I love the fact that when I settle in and look through my peep and lens, all I see is where I wanna put that arrow.. in da dot. :becky: :thumb:


----------



## Moparmatty (Jun 23, 2003)

golfingguy27 said:


> well, aren't you just special?? lol j/k


Yes.
_Posted via Mobile Device_


----------



## golfingguy27 (Oct 15, 2008)

Moparmatty said:


> Yes.
> _Posted via Mobile Device_



I didn't mean special in a "I ride the short bus" type of way...


----------



## RIDGE_RUNNER91 (Feb 21, 2005)

IGluIt4U said:


> I shoot Mike's XView lens and love it.. and I shoot a powerful one too. In bright direct sunlight (which is a bit rare on our average field archery course around here) I use a sunshade atop my scope (field archers don't use umbies.. :nono: :lol: ), the one I actually made for a rainy day, but find it works great to shade the scope and lens, especially one with a clear housing like Mike's.
> 
> I can honestly say, that if I have shot the wrong target, it's cause it was my intent from the beginning of the shot..  :doh:
> 
> ...


Thanks for the heads up on the umbrella. I guess that I am kinda showing my 3d roots a little. :darkbeer:


----------



## IGluIt4U (Sep 22, 2004)

RIDGE_RUNNER91 said:


> Thanks for the heads up on the umbrella.

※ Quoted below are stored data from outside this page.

PR #2167, opened 2024-03-08
Target size minimum

Jym77:
Add rules for "Target Size (minimum)" and "Target Size (enhanced)" Success Criteria.

These are set up as composite rules in order to share the exceptions that are shareable.

"Target Size (minimum)" is messy due to the spacing condition that has to be failing in all Failed example, thus requiring quite a bit of scaffholding.

Closes issue(s):

- closes #1919 (supercedes it)

Need for Call for Review:
This will require a 2 weeks Call for Review (new rules 🎉)

---

### **When creating PR:**

- [X] Make sure you're requesting to **pull a branch** (right side) to the `develop` branch (left side).
- [X] Make sure you do not remove the "How to Review and Approve" section in your pull request description

### **After creating PR:**

- [X] Add yourself (and co-authors) as "Assignees" for PR.
- [X] Add label to indicate if it's a `Rule`, `Definition` or `Chore`.
- [X] [Link the PR to any issue it solves](https://help.github.com/en/github/managing-your-work-on-github/linking-a-pull-request-to-an-issue). This will be done automatically by [referencing the issue](https://help.github.com/en/github/managing-your-work-on-github/linking-a-pull-request-to-an-issue#linking-a-pull-request-to-an-issue-using-a-keyword) at the top of this comment in the indicated place.
- [X] Optionally request feedback from anyone in particular by assigning them as "Reviewers".

### **When merging a PR:**

- [ ] Close any issue that the PR resolves. This will happen automatically upon merging if the PR was correctly linked to the issue, e.g. by referencing the issue at the top of this comment.

## How to Review And Approve

- Go to the “Files changed” tab
- Here you will have the option to leave comments on different lines.
- Once the review is completed, find the “Review changes” button in the top right, select “Approve” (if you are really confident in the rule) or "Request changes" and click “Submit review”.
- Make sure to also review the proposed Call for Review period. In case of disagreement, the longer period wins.

PR #2195, opened 2024-06-07
[NEW RULES] - Define author's responsibility when presentational roles conflict arises

### LINKED ISSUE #2193: [New Rule] Presentational Roles Conflict is not triggered
New rule to check [Presentational Roles Conflict](https://w3c.github.io/aria/#conflict_resolution_presentation_none) is not triggered, since an author responsibility.

giacomo-petri:
New Rules:
- Check that elements with ARIA presentational role are not focusable
- Check that allowed child element of another element with presentational role does not cause presentational roles conflicts
- Check that elements with ARIA presentational role do not have global states or properties

Closes: #2193

Need for Call for Review:

---

### **When creating PR:**

### **After creating PR:**

### **When merging a PR:**

## How to Review And Approve


_rules/aria-presentational-role-not-focusable-18pg11.md
```diff
@@ -0,0 +1,139 @@
...
+
+The `button` element with role attribute value `presentation` is [focusable][].
+
+```html
+<button role="presentation">Submit</button>
+```
+
+#### Failed Example 2
+
+The `button` element with role attribute value `none` is not tabbable but still [focusable][].
```
giacomo-petri:
```suggestion
The `button` element with role attribute value `none` is not reachable via keyboard but still [focusable][].
```

_rules/aria-allowed-child-element-with-presentational-parent-1g88p9.md
```diff
@@ -0,0 +1,171 @@
...
+  - CSS styling
+  - DOM Tree
+acknowledgments:
+  authors:
+    - Giacomo Petri
+---
+
+## Applicability
+
+This rule applies to any [HTML or SVG element][] that is [included in the accessibility tree][], is an [allowed child element](https://w3c.github.io/aria/#mustContain) of another element with an [explicit semantic role][] of `none` or `presentation`.
```
WilcoFiers: I don't think we should link to editors drafts. These are not stable documents.

_rules/aria-allowed-child-element-with-presentational-parent-1g88p9.md
```diff
@@ -0,0 +1,171 @@
+---
+id: 1g88p9
+name: ARIA allowed child element of another element with presentational role
+rule_type: atomic
+description: |
+  This rule checks that allowed child element of another element with presentational role does not cause presentational roles conflicts
```
WilcoFiers, line 6: This rule seems like a subset of our `ARIA required context role` rule. It requires that elements that can't exist without a parent have that parent. The rule you propose is more focused, but it doesn't seem to cover anything that isn't also covered by the `required context` rule. Or at least, I can't find anything that isn't.

Would a better solution be to add the one or both of the failed examples to `required context` instead?

_rules/aria-presentational-role-no-global-states-properties-p8g918.md
```diff
@@ -0,0 +1,175 @@
+---
```
WilcoFiers, line 1: I don't think you should have more than one new rule in a PR.

_rules/aria-presentational-role-no-global-states-properties-p8g918.md
```diff
@@ -0,0 +1,175 @@
...
+id: p8g918
+name: ARIA presentational role does not have global states or properties
```
WilcoFiers, line 3: I'm very sorry to do this a second time. I can tell you've put a lot of work into these, but this rule also seems like a duplicate to me. This time of [Element marked as decorative is not exposed ](https://www.w3.org/WAI/standards-guidelines/act/rules/46ca7f/). Your version makes slightly different trade-offs about explicitly stating which props cause this problem, whereas the existing rule is vaguer about that. But then in being vaguer and just saying "not in the accessibility tree" its means it can handle changes to the ARIA spec like how aria-label is not a global attr if on role=none, but still fails for creating presentation conflict.

_rules/aria-presentational-role-not-focusable-18pg11.md
```diff
@@ -0,0 +1,139 @@
+---
+id: 18pg11
+name: ARIA presentational role not focusable
```
WilcoFiers, line 3: See above, the [Element marked as decorative is not exposed](https://www.w3.org/WAI/standards-guidelines/act/rules/46ca7f/#marked-as-decorative) rule covers this.

I think we can debate splitting the rule up into the two rules you propose. I'd personally lean towards leaving this as is, since the "not exposed" rule is already approved by AG, but if others feel there are good reasons to deprecate it in favor of this I'm open to that conversation.

WilcoFiers (changes requested):

_rules/aria-allowed-child-element-with-presentational-parent-1g88p9.md
giacomo-petri:
```suggestion
This rule applies to any [HTML or SVG element][] that is [included in the accessibility tree][], is an [allowed child element](https://www.w3.org/TR/wai-aria-1.3/#mustContain) of another element with an [explicit semantic role][] of `none` or `presentation`.
```

_rules/aria-presentational-role-no-global-states-properties-p8g918.md
giacomo-petri: I apologize for this. I based my work on this pattern: https://github.com/act-rules/act-rules.github.io/pull/2167. These three rules are intended to fulfil the "Presentational Roles Conflict Resolution" topic from an author's perspective.

_rules/aria-allowed-child-element-with-presentational-parent-1g88p9.md
giacomo-petri: I see the point. 

The intent was to cover a specific ARIA requirement in detail and comprehensively (Presentational Roles Conflict Resolution) to guarantee authors are clear on what to do in these scenarios. 

I'm uncertain about the next steps. 

The other two existing ARIA requirements are rather more vague but do cover the necessary aspects. If we decide to revert these new rules, we'll still need to add examples to the existing rules.

_rules/aria-presentational-role-no-global-states-properties-p8g918.md
giacomo-petri: I see the point. 

The intent was to cover a specific ARIA requirement in detail and comprehensively (Presentational Roles Conflict Resolution) to guarantee authors are clear on what to do in these scenarios. 

I'm uncertain about the next steps. 

The other two existing ARIA requirements are rather more vague but do cover the necessary aspects. If we decide to revert these new rules, we'll still need to add examples to the existing rules.

_rules/aria-presentational-role-not-focusable-18pg11.md
giacomo-petri: I see the point. 

The intent was to cover a specific ARIA requirement in detail and comprehensively (Presentational Roles Conflict Resolution) to guarantee authors are clear on what to do in these scenarios. 

I'm uncertain about the next steps. 

The other two existing ARIA requirements are rather more vague but do cover the necessary aspects. If we decide to revert these new rules, we'll still need to add examples to the existing rules.

giacomo-petri:
After our conversation with @carlosapaduarte and @dan-tripp-siteimprove during the office hours meeting, I took another look at this item (since it was on me and I forgot about it 🫤).

Although there is certainly overlap with [Element marked as decorative is not exposed](https://www.w3.org/WAI/standards-guidelines/act/rules/46ca7f/) as mentioned by @WilcoFiers, I still see value in this PR. While it doesn't fully cover the same scope as [Element marked as decorative is not exposed](https://www.w3.org/WAI/standards-guidelines/act/rules/46ca7f/) - the applicability here is limited to elements that trigger the "presentational role conflict resolution", so examples like 
``
 are not within the scope of my PR - it does get rid of the ambiguous "marked as decorative" definition.

Additionally, it covers scenarios not currently within the scope of the test, such as:
```
<button>
  <a href="https://www.w3.org/WAI/standards-guidelines/act/rules/">All ACT Rules</a>
</button>
```
In this case, the link element is not marked as decorative by the author, even though the button has children presentational, so it falls outside the [Element marked as decorative is not exposed](https://www.w3.org/WAI/standards-guidelines/act/rules/46ca7f/) rule's applicability, but it is still an author error, and caught by this new rule.

and:

```
<ul role="none">
  <li role="listitem">WCAG</li>
  <li role="listitem">ARIA</li>
  <li role="listitem">ACT Rules</li>
</ul>
```
In [Element marked as decorative is not exposed](https://www.w3.org/WAI/standards-guidelines/act/rules/46ca7f/) rule, the `<ul>` is technically meeting the current requirement because its role is ignored, but it still causes a "presentational role conflict," which leads to an author error.

Furthermore, while I agree there is repetition, the rule's focus is very clear and well-defined, since it specifically addresses all items that fall under the "presentational role conflict" definition.

Is it really a problem if something is duplicated, as long as the scope of the check is clear and unambiguous?

_rules/aria-allowed-child-element-with-presentational-parent-1g88p9.md
shunguoy: A "none" role only applies to three native elements that require hierarchies: 'table', 'ol', and 'ul'. 
   Not sure if the Failed Example 1 & 2 are already covered under
> ARIA required context role
Where the hierarchy for the child element is not met because of the parent's presentation role.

I guess that I am kinda showing my 3d roots a little. :darkbeer:


:chortle: :chortle: :wink:

I just made a shade to fit atop my scope.. it works to keep the rain off and also to shade it in bright direct sunlight. There are some commercial ones available, but an old caulk tube and a razor knife will work just as well..


----------